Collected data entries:
-------

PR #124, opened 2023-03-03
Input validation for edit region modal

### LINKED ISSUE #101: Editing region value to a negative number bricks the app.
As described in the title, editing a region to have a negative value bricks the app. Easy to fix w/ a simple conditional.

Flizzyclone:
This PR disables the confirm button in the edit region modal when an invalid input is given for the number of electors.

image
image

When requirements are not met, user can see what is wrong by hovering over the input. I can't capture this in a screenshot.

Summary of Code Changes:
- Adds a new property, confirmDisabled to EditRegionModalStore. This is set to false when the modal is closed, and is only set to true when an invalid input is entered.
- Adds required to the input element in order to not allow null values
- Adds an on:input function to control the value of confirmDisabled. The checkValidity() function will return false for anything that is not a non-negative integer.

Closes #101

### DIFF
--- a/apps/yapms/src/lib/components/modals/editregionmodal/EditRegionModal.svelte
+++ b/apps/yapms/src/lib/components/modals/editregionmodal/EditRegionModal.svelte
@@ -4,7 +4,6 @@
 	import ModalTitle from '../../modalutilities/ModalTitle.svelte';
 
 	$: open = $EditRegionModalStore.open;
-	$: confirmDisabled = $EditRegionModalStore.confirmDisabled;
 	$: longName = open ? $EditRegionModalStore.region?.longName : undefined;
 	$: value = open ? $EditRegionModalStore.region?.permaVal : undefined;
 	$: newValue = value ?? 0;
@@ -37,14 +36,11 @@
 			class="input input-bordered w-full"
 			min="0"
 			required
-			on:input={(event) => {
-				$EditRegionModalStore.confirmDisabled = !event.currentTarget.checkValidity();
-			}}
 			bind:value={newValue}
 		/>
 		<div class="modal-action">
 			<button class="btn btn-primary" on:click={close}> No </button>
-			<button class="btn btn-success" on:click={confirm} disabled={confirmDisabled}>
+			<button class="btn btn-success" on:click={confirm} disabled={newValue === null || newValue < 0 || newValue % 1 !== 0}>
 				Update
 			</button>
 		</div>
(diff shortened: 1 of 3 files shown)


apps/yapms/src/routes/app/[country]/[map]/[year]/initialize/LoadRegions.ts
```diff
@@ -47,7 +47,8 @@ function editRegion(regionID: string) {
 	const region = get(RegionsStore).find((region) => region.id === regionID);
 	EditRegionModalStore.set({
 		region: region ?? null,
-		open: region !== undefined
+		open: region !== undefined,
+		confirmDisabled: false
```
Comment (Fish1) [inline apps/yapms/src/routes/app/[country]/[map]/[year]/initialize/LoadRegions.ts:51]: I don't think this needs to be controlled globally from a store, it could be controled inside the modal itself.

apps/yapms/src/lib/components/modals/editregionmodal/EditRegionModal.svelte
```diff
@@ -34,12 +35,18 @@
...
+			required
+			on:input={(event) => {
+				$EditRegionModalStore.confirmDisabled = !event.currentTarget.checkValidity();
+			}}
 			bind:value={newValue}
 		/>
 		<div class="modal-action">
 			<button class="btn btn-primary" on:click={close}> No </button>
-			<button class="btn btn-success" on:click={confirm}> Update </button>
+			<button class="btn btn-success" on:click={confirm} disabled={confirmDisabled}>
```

-------

> **WHAT IS NEEDED**
Make a precise copy of the records in their entirety.

> **RESULT FOR THIS EXERCISE**
PR #124, opened 2023-03-03
Input validation for edit region modal

### LINKED ISSUE #101: Editing region value to a negative number bricks the app.
As described in the title, editing a region to have a negative value bricks the app. Easy to fix w/ a simple conditional.

Flizzyclone:
This PR disables the confirm button in the edit region modal when an invalid input is given for the number of electors.

image
image

When requirements are not met, user can see what is wrong by hovering over the input. I can't capture this in a screenshot.

Summary of Code Changes:
- Adds a new property, confirmDisabled to EditRegionModalStore. This is set to false when the modal is closed, and is only set to true when an invalid input is entered.
- Adds required to the input element in order to not allow null values
- Adds an on:input function to control the value of confirmDisabled. The checkValidity() function will return false for anything that is not a non-negative integer.

Closes #101

### DIFF
--- a/apps/yapms/src/lib/components/modals/editregionmodal/EditRegionModal.svelte
+++ b/apps/yapms/src/lib/components/modals/editregionmodal/EditRegionModal.svelte
@@ -4,7 +4,6 @@
 	import ModalTitle from '../../modalutilities/ModalTitle.svelte';
 
 	$: open = $EditRegionModalStore.open;
-	$: confirmDisabled = $EditRegionModalStore.confirmDisabled;
 	$: longName = open ? $EditRegionModalStore.region?.longName : undefined;
 	$: value = open ? $EditRegionModalStore.region?.permaVal : undefined;
 	$: newValue = value ?? 0;
@@ -37,14 +36,11 @@
 			class="input input-bordered w-full"
 			min="0"
 			required
-			on:input={(event) => {
-				$EditRegionModalStore.confirmDisabled = !event.currentTarget.checkValidity();
-			}}
 			bind:value={newValue}
 		/>
 		<div class="modal-action">
 			<button class="btn btn-primary" on:click={close}> No </button>
-			<button class="btn btn-success" on:click={confirm} disabled={confirmDisabled}>
+			<button class="btn btn-success" on:click={confirm} disabled={newValue === null || newValue < 0 || newValue % 1 !== 0}>
 				Update
 			</button>
 		</div>
(diff shortened: 1 of 3 files shown)


apps/yapms/src/routes/app/[country]/[map]/[year]/initialize/LoadRegions.ts
```diff
@@ -47,7 +47,8 @@ function editRegion(regionID: string) {
 	const region = get(RegionsStore).find((region) => region.id === regionID);
 	EditRegionModalStore.set({
 		region: region ?? null,
-		open: region !== undefined
+		open: region !== undefined,
+		confirmDisabled: false
```
Comment (Fish1) [inline apps/yapms/src/routes/app/[country]/[map]/[year]/initialize/LoadRegions.ts:51]: I don't think this needs to be controlled globally from a store, it could be controled inside the modal itself.

apps/yapms/src/lib/components/modals/editregionmodal/EditRegionModal.svelte
```diff
@@ -34,12 +35,18 @@
...
+			required
+			on:input={(event) => {
+				$EditRegionModalStore.confirmDisabled = !event.currentTarget.checkValidity();
+			}}
 			bind:value={newValue}
 		/>
 		<div class="modal-action">
 			<button class="btn btn-primary" on:click={close}> No </button>
-			<button class="btn btn-success" on:click={confirm}> Update </button>
+			<button class="btn btn-success" on:click={confirm} disabled={confirmDisabled}>
```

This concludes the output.